## [TASK DESCRIPTION]
For each entry that follows, produce an exact copy.

(Records drawn from a dataset)
+---+

PR #2321, opened 2023-09-11
Stop error signal backpropagation

tbennun:
Stops error signal backpropagation if layer is tagged with `PROPAGATE_NOTHING` backpropagation requirements. Disabling computations can be disabled via the `LBANN_NO_BACKPROP_DISABLE`.

### DIFF
--- a/src/models/model.cpp
+++ b/src/models/model.cpp
@@ -1642,9 +1642,16 @@ void model::backward_prop(bool compute_weight_grads_only)
     }
 
     // Add parents to disabled layers if this layer is disabled
-    if (!enable_layer) {
-      for (auto& parent : l.get_parent_layers()) {
-        disabled_layers.insert(parent);
+    if (envvar_disable_layers) {
+      // Start propagating disabled layers up
+      if (l.get_backprop_requirements() == PROPAGATE_NOTHING)
+        enable_layer = false;
+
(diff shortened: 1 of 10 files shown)


src/models/model.cpp
```diff
@@ -1625,10 +1636,25 @@ void model::backward_prop(bool compute_weight_grads_only)
...
+      // Start propagating disabled layers up
+      if (l.get_backprop_requirements() == PROPAGATE_NOTHING)
+        enable_layer = false;
+
+      // Either start or continue propagating disabled layers
+      if (!enable_layer) {
+        for (auto& parent : l.get_parent_layers()) {
+          disabled_layers.insert(parent);
+        }
+      }
```
fiedorowicz1, line 1655: I think this would disable all parent layers even if the parent has two children one who has backprop disabled and one who does not.

fiedorowicz1 (changes requested):

src/models/model.cpp
tbennun: @fiedorowicz1 Fixed.

fiedorowicz1 (approved):

tbennun:
@benson31 @bvanessen ready for review, added a test to verify the behavior.

bvanessen (approved):

PR #2322, opened 2023-09-15
Clean up Caliper annotations and Adiak data

benson31:
This moves Caliper annotations to group by layer type in the tree. It also adds the total batch and epoch counts to Adiak.

The Adiak bits should be considered a hack. At the very least, there's an obvious flaw if SGD is invoked multiple times per run. However, I'm not going to add any new callbacks until I reassociate them with the training algorithm rather than the model. This will be dealt with then.

### DIFF
--- a/src/execution_algorithms/sgd_training_algorithm.cpp
+++ b/src/execution_algorithms/sgd_training_algorithm.cpp
@@ -40,6 +40,11 @@
 
 #include "lbann/proto/training_algorithm.pb.h"
 
+// FIXME (trb): This is a quick hack for a short-term deliverable.
+#ifdef LBANN_HAS_CALIPER
+#include <adiak.hpp>
+#endif
+
 #include <iostream>
 #include <memory>
 #include <string>
@@ -114,6 +119,7 @@ void SGDTrainingAlgorithm::train(SGDExecutionContext& c,
   do_train_begin_cbs(model, ScopeTimer{train_timer, "train_begin callbacks"});
 
   // Start iterating
+  size_t total_batches = 0;
   c.start_timer();
   LBANN_CALIPER_LOOP_BEGIN(train_epoch, "train_epoch");
   for (size_t epoch = 0; !term(c); ++epoch) {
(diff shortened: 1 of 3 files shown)


applications/vision/resnet.py
```diff
@@ -166,6 +166,7 @@
 else:
     lbann_args = ['--use_data_store', '--preload_data_store', '--node_sizes_vary']
 lbann_args += lbann.contrib.args.get_profile_args(args)
+lbann_args += ['--data_reader_fraction=0.01']
```
ndryden, line 169: This debugging aid should probably be removed?

model_zoo/lbann.cpp
```diff
@@ -96,6 +96,15 @@ int main(int argc, char* argv[])
...
 
+#ifdef LBANN_HAS_ROCM
+  {
+    int device, pci;
+    static_cast<void>(hipGetDevice(&device));
+    static_cast<void>(hipDeviceGetAttribute(&pci, hipDeviceAttributePciBusId, device));
+    std::cout << "RANK " << comm->get_rank_in_world() << ": gpu 0x" << std::hex << pci << std::dec << std::endl;
+  }
+#endif
+
```
ndryden, line 107: Is this a debugging aid or something we want to keep?

python/lbann/contrib/lc/launcher.py
```diff
@@ -91,8 +91,10 @@ def prepend_environment_path(key, prefix):
     # Optimizations for Tioga
     if system in ('tioga', 'rzvernal'):
         #set_environment('NCCL_SOCKET_IFNAME', 'hsi')
-        set_environment('MIOPEN_DEBUG_DISABLE_FIND_DB', '1')
-        set_environment('MIOPEN_DISABLE_CACHE', '1')
+        #set_environment('MIOPEN_DEBUG_DISABLE_FIND_DB', '1')
+        #set_environment('MIOPEN_DISABLE_CACHE', '1')
+        set_environment('MIOPEN_CUSTOM_CACHE_DIR', '${TMPDIR}/miopen')
+        set_environment('MIOPEN_USER_DB_PATH', '${TMPDIR}/miopen')
```
ndryden, line 97: Ditto.

src/models/model.cpp
```diff
@@ -2091,26 +2091,26 @@ void model::save_model()
...
+//   if (m_comm->am_world_master()) {
+//     std::cout << "\nDistconv-enabled layers:\n\t" << dc_enabled.str() << "\n\n"
+//               << "Distconv-disabled layers:\n\t" << dc_disabled.str() << "\n\n";
+
+// #ifdef LBANN_DEBUG
+//     std::cout << "Parallel Strategy description - ";
+//     print_parallel_strategy_header(std::cout);
+// #endif
+//     endl(std::cout);
+//   }
```
ndryden, line 2113: Ditto, though it might be more fine to remove this. ;)

ndryden (changes requested):
Looks like some debugging stuff got committed too.

benson31:
@ndryden This was a `git commit -a` error; the commit has been revised.

ndryden (approved):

+---+

## [WRITTEN RESPONSE]
PR #2321, opened 2023-09-11
Stop error signal backpropagation

tbennun:
Stops error signal backpropagation if layer is tagged with `PROPAGATE_NOTHING` backpropagation requirements. Disabling computations can be disabled via the `LBANN_NO_BACKPROP_DISABLE`.

### DIFF
--- a/src/models/model.cpp
+++ b/src/models/model.cpp
@@ -1642,9 +1642,16 @@ void model::backward_prop(bool compute_weight_grads_only)
     }
 
     // Add parents to disabled layers if this layer is disabled
-    if (!enable_layer) {
-      for (auto& parent : l.get_parent_layers()) {
-        disabled_layers.insert(parent);
+    if (envvar_disable_layers) {
+      // Start propagating disabled layers up
+      if (l.get_backprop_requirements() == PROPAGATE_NOTHING)
+        enable_layer = false;
+
(diff shortened: 1 of 10 files shown)


src/models/model.cpp
```diff
@@ -1625,10 +1636,25 @@ void model::backward_prop(bool compute_weight_grads_only)
...
+      // Start propagating disabled layers up
+      if (l.get_backprop_requirements() == PROPAGATE_NOTHING)
+        enable_layer = false;
+
+      // Either start or continue propagating disabled layers
+      if (!enable_layer) {
+        for (auto& parent : l.get_parent_layers()) {
+          disabled_layers.insert(parent);
+        }
+      }
```
fiedorowicz1, line 1655: I think this would disable all parent layers even if the parent has two children one who has backprop disabled and one who does not.

fiedorowicz1 (changes requested):

src/models/model.cpp
tbennun: @fiedorowicz1 Fixed.

fiedorowicz1 (approved):

tbennun:
@benson31 @bvanessen ready for review, added a test to verify the behavior.

bvanessen (approved):

PR #2322, opened 2023-09-15
Clean up Caliper annotations and Adiak data

benson31:
This moves Caliper annotations to group by layer type in the tree. It also adds the total batch and epoch counts to Adiak.

The Adiak bits should be considered a hack. At the very least, there's an obvious flaw if SGD is invoked multiple times per run. However, I'm not going to add any new callbacks until I reassociate them with the training algorithm rather than the model. This will be dealt with then.

### DIFF
--- a/src/execution_algorithms/sgd_training_algorithm.cpp
+++ b/src/execution_algorithms/sgd_training_algorithm.cpp
@@ -40,6 +40,11 @@
 
 #include "lbann/proto/training_algorithm.pb.h"
 
+// FIXME (trb): This is a quick hack for a short-term deliverable.
+#ifdef LBANN_HAS_CALIPER
+#include <adiak.hpp>
+#endif
+
 #include <iostream>
 #include <memory>
 #include <string>
@@ -114,6 +119,7 @@ void SGDTrainingAlgorithm::train(SGDExecutionContext& c,
   do_train_begin_cbs(model, ScopeTimer{train_timer, "train_begin callbacks"});
 
   // Start iterating
+  size_t total_batches = 0;
   c.start_timer();
   LBANN_CALIPER_LOOP_BEGIN(train_epoch, "train_epoch");
   for (size_t epoch = 0; !term(c); ++epoch) {
(diff shortened: 1 of 3 files shown)


applications/vision/resnet.py
```diff
@@ -166,6 +166,7 @@
 else:
     lbann_args = ['--use_data_store', '--preload_data_store', '--node_sizes_vary']
 lbann_args += lbann.contrib.args.get_profile_args(args)
+lbann_args += ['--data_reader_fraction=0.01']
```
ndryden, line 169: This debugging aid should probably be removed?

model_zoo/lbann.cpp
```diff
@@ -96,6 +96,15 @@ int main(int argc, char* argv[])
...
 
+#ifdef LBANN_HAS_ROCM
+  {
+    int device, pci;
+    static_cast<void>(hipGetDevice(&device));
+    static_cast<void>(hipDeviceGetAttribute(&pci, hipDeviceAttributePciBusId, device));
+    std::cout << "RANK " << comm->get_rank_in_world() << ": gpu 0x" << std::hex << pci << std::dec << std::endl;
+  }
+#endif
+
```
ndryden, line 107: Is this a debugging aid or something we want to keep?

python/lbann/contrib/lc/launcher.py
```diff
@@ -91,8 +91,10 @@ def prepend_environment_path(key, prefix):
     # Optimizations for Tioga
     if system in ('tioga', 'rzvernal'):
         #set_environment('NCCL_SOCKET_IFNAME', 'hsi')
-        set_environment('MIOPEN_DEBUG_DISABLE_FIND_DB', '1')
-        set_environment('MIOPEN_DISABLE_CACHE', '1')
+        #set_environment('MIOPEN_DEBUG_DISABLE_FIND_DB', '1')
+        #set_environment('MIOPEN_DISABLE_CACHE', '1')
+        set_environment('MIOPEN_CUSTOM_CACHE_DIR', '${TMPDIR}/miopen')
+        set_environment('MIOPEN_USER_DB_PATH', '${TMPDIR}/miopen')
```
ndryden, line 97: Ditto.

src/models/model.cpp
```diff
@@ -2091,26 +2091,26 @@ void model::save_model()
...
+//   if (m_comm->am_world_master()) {
+//     std::cout << "\nDistconv-enabled layers:\n\t" << dc_enabled.str() << "\n\n"
+//               << "Distconv-disabled layers:\n\t" << dc_disabled.str() << "\n\n";
+
+// #ifdef LBANN_DEBUG
+//     std::cout << "Parallel Strategy description - ";
+//     print_parallel_strategy_header(std::cout);
+// #endif
+//     endl(std::cout);
+//   }
```
ndryden, line 2113: Ditto, though it might be more fine to remove this. ;)

ndryden (changes requested):
Looks like some debugging stuff got committed too.

benson31:
@ndryden This was a `git commit -a` error; the commit has been revised.

ndryden (approved):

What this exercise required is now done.